- [Assigned task]: Output all records exactly.

-*-

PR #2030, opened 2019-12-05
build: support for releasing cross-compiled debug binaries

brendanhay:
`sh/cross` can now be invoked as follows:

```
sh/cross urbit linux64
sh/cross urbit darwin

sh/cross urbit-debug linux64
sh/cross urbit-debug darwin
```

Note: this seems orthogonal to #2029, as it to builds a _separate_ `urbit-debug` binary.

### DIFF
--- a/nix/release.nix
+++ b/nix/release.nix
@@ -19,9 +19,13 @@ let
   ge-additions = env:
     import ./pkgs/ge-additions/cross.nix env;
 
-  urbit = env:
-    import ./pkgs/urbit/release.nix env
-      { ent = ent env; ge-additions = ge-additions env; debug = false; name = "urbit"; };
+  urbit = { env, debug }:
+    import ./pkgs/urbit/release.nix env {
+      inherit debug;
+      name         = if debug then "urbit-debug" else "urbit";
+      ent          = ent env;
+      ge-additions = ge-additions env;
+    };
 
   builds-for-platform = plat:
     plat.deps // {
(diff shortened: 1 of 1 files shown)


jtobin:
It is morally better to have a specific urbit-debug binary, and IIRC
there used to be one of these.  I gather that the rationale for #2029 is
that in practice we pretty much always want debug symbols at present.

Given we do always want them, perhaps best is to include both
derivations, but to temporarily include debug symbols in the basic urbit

-*-

- [Result below]:
PR #2030, opened 2019-12-05
build: support for releasing cross-compiled debug binaries

brendanhay:
`sh/cross` can now be invoked as follows:

```
sh/cross urbit linux64
sh/cross urbit darwin

sh/cross urbit-debug linux64
sh/cross urbit-debug darwin
```

Note: this seems orthogonal to #2029, as it to builds a _separate_ `urbit-debug` binary.

### DIFF
--- a/nix/release.nix
+++ b/nix/release.nix
@@ -19,9 +19,13 @@ let
   ge-additions = env:
     import ./pkgs/ge-additions/cross.nix env;
 
-  urbit = env:
-    import ./pkgs/urbit/release.nix env
-      { ent = ent env; ge-additions = ge-additions env; debug = false; name = "urbit"; };
+  urbit = { env, debug }:
+    import ./pkgs/urbit/release.nix env {
+      inherit debug;
+      name         = if debug then "urbit-debug" else "urbit";
+      ent          = ent env;
+      ge-additions = ge-additions env;
+    };
 
   builds-for-platform = plat:
     plat.deps // {
(diff shortened: 1 of 1 files shown)


jtobin:
It is morally better to have a specific urbit-debug binary, and IIRC
there used to be one of these.  I gather that the rationale for #2029 is
that in practice we pretty much always want debug symbols at present.

Given we do always want them, perhaps best is to include both
derivations, but to temporarily include debug symbols in the basic urbit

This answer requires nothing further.